Assignment: Exact copies of all the entries are required.

(Data under study)

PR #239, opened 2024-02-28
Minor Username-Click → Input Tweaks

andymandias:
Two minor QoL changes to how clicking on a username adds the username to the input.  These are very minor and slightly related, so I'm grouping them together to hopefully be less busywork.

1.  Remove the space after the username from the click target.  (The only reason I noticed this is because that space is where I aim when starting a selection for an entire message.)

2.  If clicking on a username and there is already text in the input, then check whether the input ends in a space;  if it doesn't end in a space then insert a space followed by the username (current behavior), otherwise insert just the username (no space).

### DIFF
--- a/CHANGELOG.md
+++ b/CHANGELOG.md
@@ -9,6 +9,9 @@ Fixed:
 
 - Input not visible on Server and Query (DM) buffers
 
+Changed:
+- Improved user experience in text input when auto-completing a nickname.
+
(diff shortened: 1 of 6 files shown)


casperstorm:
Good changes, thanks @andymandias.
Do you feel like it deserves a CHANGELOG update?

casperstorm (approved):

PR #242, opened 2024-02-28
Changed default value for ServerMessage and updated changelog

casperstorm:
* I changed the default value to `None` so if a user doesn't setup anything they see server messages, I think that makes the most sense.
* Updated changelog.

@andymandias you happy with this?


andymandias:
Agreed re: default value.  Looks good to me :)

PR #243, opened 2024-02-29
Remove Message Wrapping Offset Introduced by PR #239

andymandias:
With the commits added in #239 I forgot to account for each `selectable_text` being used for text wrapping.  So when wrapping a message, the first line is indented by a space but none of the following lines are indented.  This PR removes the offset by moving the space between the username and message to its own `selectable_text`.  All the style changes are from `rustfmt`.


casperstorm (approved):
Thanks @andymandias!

(End Data under study)

Answer space:
PR #239, opened 2024-02-28
Minor Username-Click → Input Tweaks

andymandias:
Two minor QoL changes to how clicking on a username adds the username to the input.  These are very minor and slightly related, so I'm grouping them together to hopefully be less busywork.

1.  Remove the space after the username from the click target.  (The only reason I noticed this is because that space is where I aim when starting a selection for an entire message.)

2.  If clicking on a username and there is already text in the input, then check whether the input ends in a space;  if it doesn't end in a space then insert a space followed by the username (current behavior), otherwise insert just the username (no space).

### DIFF
--- a/CHANGELOG.md
+++ b/CHANGELOG.md
@@ -9,6 +9,9 @@ Fixed:
 
 - Input not visible on Server and Query (DM) buffers
 
+Changed:
+- Improved user experience in text input when auto-completing a nickname.
+
(diff shortened: 1 of 6 files shown)


casperstorm:
Good changes, thanks @andymandias.
Do you feel like it deserves a CHANGELOG update?

casperstorm (approved):

PR #242, opened 2024-02-28
Changed default value for ServerMessage and updated changelog

casperstorm:
* I changed the default value to `None` so if a user doesn't setup anything they see server messages, I think that makes the most sense.
* Updated changelog.

@andymandias you happy with this?


andymandias:
Agreed re: default value.  Looks good to me :)

PR #243, opened 2024-02-29
Remove Message Wrapping Offset Introduced by PR #239

andymandias:
With the commits added in #239 I forgot to account for each `selectable_text` being used for text wrapping.  So when wrapping a message, the first line is indented by a space but none of the following lines are indented.  This PR removes the offset by moving the space between the username and message to its own `selectable_text`.  All the style changes are from `rustfmt`.


casperstorm (approved):
Thanks @andymandias!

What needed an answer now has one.